Research output: Contribution to journalArticlepeer-review

49 Scopus citations

Abstract

In vivo replication of rotaviruses is generally limited to enterocytes. Because of this restriction, most blood circulating rotavirus-specific B cells are hypothesized to originate in Peyer's patches and should express the intestinal homing receptor α4β7. To test this hypothesis in humans, we used a flow cytometry assay that identifies antigen-activated (IgD-) B cells (CD19+) that express surface rotavirus-specific immunoglobulin. With this assay we could detect rotavirus-specific B cells in both children and adults with an acute rotavirus (RV) infection. Staining with an anti-α4β7 monoclonal antibody, we could determine that B cells that express rotavirus-specific surface immunoglobulin predominantly express α4β7. The response of rotavirus-specific antibody-secreting cells in the peripheral blood of children and adults with acute rotavirus infection was also studied by ELISPOT. The antibody-secreting cells of children were mainly of the IgM isotype, while the antibody-secreting cells of adults were predominantly of the IgA and IgG isotype. α4β7 + and α4β7- subsets of peripheral blood mononuclear cells were purified using paramagnetic beads and then tested in the ELISPOT assay.
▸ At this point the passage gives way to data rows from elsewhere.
PR #1487, opened 2021-05-24
Ignore metrics if node is removed

### LINKED ISSUE #1380: Metrics about removed node still exported
**What happened**:
Metrics still appear after a node has been removed from the cluster.
The metric is 
`kube_node_status_condition{condition="Ready",...,node="kubeX", status="true"} 0`
Kubectl has no result for this node, and it's no even alive. 

Those metrics shouldn't appear.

Rotavirus-specific antibody-secreting cells were predominantly present in the α4β7+ subpopulation. The flow cytometry assay we have described will permit future studies to characterize the phenotype of virus-specific B cells and could be useful in the study of the immunogenicity and protective efficacy of RV vaccines and the identification of markers of protective immunity.

Original languageEnglish
Pages (from-to)93-105
Number of pages13
JournalVirology
Volume305
Issue number1
DOIs
StatePublished - 2003

UN SDGs

This output contributes to the following UN Sustainable Development Goals (SDGs)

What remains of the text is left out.